▸ **Work request**: Where a line of the entries holds the string "beginning", copy that line.
***** Records to use *****
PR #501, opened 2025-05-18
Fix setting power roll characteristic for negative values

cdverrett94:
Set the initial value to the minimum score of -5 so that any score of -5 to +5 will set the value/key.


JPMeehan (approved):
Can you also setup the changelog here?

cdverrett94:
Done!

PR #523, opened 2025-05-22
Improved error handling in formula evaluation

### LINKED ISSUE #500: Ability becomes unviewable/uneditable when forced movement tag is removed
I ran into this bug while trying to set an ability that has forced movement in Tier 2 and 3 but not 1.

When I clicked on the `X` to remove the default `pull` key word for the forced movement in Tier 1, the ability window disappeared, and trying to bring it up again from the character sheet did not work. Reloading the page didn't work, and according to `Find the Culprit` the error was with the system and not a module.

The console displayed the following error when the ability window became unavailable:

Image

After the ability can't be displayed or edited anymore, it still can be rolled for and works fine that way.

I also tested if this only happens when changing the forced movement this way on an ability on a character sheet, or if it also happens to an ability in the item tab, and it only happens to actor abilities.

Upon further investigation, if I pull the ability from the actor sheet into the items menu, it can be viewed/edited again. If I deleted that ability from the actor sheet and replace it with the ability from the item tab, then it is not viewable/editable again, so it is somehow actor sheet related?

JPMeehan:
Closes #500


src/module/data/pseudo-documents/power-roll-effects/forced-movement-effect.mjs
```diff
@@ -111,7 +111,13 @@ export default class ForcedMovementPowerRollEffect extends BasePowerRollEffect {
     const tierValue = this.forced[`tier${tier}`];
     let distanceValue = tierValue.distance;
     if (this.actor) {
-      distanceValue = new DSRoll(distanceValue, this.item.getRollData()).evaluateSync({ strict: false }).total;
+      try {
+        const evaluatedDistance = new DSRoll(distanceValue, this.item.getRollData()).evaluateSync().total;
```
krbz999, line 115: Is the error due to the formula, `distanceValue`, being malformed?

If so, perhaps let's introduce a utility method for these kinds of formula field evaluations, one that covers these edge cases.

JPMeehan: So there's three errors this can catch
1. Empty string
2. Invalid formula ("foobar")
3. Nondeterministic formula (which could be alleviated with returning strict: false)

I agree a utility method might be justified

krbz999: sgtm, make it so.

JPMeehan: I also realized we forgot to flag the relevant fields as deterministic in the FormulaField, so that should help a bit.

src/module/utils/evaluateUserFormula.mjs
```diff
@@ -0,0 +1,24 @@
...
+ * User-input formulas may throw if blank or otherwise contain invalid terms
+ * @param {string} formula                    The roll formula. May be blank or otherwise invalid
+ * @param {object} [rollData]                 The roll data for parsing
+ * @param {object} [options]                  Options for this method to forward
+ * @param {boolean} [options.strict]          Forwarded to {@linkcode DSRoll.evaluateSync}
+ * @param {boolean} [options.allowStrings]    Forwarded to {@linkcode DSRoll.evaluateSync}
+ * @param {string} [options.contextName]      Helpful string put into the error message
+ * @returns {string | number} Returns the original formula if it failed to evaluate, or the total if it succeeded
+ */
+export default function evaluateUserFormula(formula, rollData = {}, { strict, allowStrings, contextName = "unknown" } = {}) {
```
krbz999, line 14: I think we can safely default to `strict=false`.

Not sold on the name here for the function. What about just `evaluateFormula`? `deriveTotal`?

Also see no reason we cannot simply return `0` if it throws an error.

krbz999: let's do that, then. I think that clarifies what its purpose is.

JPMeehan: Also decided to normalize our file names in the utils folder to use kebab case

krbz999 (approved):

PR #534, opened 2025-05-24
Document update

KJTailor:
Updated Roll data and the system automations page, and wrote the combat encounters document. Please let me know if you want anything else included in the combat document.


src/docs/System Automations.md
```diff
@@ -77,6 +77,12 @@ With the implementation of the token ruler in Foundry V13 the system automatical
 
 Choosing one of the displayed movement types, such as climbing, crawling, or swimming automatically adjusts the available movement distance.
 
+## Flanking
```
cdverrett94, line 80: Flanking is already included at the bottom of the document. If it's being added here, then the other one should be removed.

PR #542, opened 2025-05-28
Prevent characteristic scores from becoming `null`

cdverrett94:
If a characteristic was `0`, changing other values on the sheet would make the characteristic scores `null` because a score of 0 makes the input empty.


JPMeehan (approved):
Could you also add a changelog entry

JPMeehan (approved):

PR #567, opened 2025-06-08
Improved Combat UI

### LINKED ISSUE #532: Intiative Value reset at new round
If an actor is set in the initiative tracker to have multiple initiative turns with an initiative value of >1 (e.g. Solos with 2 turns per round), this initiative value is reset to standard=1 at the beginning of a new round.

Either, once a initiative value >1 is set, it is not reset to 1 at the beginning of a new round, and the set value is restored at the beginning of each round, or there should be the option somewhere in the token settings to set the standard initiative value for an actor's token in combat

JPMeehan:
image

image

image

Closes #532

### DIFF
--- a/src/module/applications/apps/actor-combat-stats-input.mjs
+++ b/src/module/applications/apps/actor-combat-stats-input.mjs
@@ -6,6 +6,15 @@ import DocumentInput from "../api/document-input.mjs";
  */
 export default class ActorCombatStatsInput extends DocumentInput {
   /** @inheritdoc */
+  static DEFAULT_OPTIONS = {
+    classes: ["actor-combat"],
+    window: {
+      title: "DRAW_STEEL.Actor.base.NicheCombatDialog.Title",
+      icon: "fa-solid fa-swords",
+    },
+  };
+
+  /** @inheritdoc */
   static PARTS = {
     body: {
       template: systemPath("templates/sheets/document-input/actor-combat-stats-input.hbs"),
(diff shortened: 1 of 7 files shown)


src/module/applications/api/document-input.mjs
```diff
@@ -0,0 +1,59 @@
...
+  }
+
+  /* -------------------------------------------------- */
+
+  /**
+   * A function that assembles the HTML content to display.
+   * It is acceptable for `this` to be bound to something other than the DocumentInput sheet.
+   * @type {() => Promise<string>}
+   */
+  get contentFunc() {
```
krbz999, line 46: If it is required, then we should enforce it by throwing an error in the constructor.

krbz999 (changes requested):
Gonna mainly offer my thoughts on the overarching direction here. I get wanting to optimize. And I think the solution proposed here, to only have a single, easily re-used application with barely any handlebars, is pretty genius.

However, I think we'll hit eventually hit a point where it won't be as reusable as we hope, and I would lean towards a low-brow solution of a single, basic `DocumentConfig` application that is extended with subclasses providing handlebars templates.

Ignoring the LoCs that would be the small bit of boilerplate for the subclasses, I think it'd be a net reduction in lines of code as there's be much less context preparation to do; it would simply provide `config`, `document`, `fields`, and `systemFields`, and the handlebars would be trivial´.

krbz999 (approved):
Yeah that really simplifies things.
*****
***** Records to use *****
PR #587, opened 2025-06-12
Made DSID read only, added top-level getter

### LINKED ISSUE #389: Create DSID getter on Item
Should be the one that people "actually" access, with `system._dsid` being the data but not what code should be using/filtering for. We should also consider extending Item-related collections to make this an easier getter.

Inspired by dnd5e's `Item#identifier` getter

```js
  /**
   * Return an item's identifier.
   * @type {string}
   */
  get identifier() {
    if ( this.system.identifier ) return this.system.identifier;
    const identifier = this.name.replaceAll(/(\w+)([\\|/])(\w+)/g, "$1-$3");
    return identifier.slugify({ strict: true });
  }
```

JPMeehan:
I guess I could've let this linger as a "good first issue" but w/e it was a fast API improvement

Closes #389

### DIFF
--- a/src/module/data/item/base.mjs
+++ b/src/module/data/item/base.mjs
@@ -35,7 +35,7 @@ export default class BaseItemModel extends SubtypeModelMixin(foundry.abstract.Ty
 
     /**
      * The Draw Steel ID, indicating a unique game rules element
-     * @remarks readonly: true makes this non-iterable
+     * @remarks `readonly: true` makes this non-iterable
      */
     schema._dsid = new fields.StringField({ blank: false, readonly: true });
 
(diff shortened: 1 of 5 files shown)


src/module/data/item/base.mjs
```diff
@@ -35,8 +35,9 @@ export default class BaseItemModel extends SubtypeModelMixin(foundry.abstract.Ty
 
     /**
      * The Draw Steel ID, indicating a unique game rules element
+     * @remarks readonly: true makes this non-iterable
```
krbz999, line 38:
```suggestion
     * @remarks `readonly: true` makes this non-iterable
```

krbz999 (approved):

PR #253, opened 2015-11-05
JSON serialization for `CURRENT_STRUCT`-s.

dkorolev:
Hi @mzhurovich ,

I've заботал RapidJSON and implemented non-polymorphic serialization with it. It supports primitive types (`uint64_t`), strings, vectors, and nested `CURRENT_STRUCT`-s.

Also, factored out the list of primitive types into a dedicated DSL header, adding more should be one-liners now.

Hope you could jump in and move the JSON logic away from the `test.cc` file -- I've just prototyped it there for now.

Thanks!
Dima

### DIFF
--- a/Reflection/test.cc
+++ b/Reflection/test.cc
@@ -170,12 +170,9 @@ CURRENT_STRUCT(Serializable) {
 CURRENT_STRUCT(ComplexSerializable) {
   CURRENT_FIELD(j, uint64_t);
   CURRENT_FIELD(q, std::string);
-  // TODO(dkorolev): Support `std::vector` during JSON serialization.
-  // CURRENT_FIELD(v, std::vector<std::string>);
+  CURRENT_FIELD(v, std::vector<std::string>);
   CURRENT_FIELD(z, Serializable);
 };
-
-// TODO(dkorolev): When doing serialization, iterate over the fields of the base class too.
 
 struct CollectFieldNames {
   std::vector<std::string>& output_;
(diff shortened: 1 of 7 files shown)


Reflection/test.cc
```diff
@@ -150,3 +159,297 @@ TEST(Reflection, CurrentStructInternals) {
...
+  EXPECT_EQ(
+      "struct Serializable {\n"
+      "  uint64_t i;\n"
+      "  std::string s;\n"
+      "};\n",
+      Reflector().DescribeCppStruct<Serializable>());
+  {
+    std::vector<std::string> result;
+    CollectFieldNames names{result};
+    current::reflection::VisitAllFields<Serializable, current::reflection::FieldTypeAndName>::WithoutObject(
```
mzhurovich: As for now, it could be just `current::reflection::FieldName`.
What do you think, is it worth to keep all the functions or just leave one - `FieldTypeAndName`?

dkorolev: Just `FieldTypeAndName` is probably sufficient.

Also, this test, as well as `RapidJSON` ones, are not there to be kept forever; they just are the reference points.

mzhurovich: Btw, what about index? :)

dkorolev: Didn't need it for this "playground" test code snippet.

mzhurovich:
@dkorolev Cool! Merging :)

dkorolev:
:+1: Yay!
*****
▸ **Solution for this problem**:
If an actor is set in the initiative tracker to have multiple initiative turns with an initiative value of >1 (e.g. Solos with 2 turns per round), this initiative value is reset to standard=1 at the beginning of a new round.
Either, once a initiative value >1 is set, it is not reset to 1 at the beginning of a new round, and the set value is restored at the beginning of each round, or there should be the option somewhere in the token settings to set the standard initiative value for an actor's token in combat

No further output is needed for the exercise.